Task objective:
Below are the records; how many of their lines contain "deriving"? Reply only with that figure.

Items listed in a dataset:
______

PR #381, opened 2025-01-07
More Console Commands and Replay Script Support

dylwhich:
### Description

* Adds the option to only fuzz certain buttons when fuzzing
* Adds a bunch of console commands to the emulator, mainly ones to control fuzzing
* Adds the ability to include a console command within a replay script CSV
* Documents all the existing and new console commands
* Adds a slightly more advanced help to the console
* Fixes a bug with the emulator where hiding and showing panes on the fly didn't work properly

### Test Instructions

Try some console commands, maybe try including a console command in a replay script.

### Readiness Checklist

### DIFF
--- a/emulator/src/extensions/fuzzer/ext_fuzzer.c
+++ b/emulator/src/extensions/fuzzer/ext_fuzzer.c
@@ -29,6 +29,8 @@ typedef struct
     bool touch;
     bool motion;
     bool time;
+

______

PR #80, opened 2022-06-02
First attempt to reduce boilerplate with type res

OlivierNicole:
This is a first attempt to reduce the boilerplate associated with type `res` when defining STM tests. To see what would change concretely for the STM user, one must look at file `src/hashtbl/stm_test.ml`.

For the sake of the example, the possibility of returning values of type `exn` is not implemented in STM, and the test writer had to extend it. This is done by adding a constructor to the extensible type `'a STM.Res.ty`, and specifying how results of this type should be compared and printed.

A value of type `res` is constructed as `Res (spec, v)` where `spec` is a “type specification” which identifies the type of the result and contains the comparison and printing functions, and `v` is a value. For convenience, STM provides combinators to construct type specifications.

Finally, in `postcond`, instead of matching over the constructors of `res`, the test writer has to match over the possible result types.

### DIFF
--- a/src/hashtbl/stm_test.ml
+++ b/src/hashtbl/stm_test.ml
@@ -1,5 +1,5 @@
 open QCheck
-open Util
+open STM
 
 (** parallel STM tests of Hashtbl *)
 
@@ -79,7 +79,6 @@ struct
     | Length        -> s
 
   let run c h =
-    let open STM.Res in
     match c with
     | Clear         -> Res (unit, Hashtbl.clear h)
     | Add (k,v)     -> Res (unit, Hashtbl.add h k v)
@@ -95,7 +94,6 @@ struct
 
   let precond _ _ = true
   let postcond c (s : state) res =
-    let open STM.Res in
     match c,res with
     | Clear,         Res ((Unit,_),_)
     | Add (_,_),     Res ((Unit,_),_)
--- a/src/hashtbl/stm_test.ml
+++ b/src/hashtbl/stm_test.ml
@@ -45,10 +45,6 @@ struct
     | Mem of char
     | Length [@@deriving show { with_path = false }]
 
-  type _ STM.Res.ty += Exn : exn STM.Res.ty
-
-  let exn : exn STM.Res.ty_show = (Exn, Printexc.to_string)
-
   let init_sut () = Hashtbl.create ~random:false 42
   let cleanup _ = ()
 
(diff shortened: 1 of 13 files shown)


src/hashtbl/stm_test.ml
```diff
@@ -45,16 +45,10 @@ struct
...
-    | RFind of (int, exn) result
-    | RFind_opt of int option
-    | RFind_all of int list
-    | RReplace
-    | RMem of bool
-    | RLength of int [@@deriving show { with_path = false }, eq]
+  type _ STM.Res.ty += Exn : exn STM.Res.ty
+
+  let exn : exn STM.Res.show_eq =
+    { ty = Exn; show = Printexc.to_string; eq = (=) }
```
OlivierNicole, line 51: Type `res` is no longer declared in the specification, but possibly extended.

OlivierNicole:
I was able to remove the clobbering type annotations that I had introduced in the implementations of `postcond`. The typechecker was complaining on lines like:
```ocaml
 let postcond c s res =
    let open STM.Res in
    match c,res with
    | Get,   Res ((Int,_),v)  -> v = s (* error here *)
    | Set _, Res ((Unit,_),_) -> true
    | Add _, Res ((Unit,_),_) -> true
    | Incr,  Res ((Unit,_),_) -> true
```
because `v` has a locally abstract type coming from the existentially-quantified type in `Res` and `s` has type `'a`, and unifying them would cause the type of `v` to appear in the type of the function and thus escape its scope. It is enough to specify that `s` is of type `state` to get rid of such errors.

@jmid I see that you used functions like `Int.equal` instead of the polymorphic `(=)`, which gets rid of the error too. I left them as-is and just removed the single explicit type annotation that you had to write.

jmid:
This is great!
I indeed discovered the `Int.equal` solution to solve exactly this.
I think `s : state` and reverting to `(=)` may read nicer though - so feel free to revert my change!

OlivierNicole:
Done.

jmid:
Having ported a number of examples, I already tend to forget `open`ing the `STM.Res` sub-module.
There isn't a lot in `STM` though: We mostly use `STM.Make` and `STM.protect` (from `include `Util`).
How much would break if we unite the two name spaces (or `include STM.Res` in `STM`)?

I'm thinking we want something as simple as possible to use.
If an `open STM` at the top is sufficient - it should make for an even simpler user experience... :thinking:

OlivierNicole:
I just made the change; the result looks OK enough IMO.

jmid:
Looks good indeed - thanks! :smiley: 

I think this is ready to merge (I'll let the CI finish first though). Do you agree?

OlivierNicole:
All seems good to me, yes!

______

Response for this exercise:
2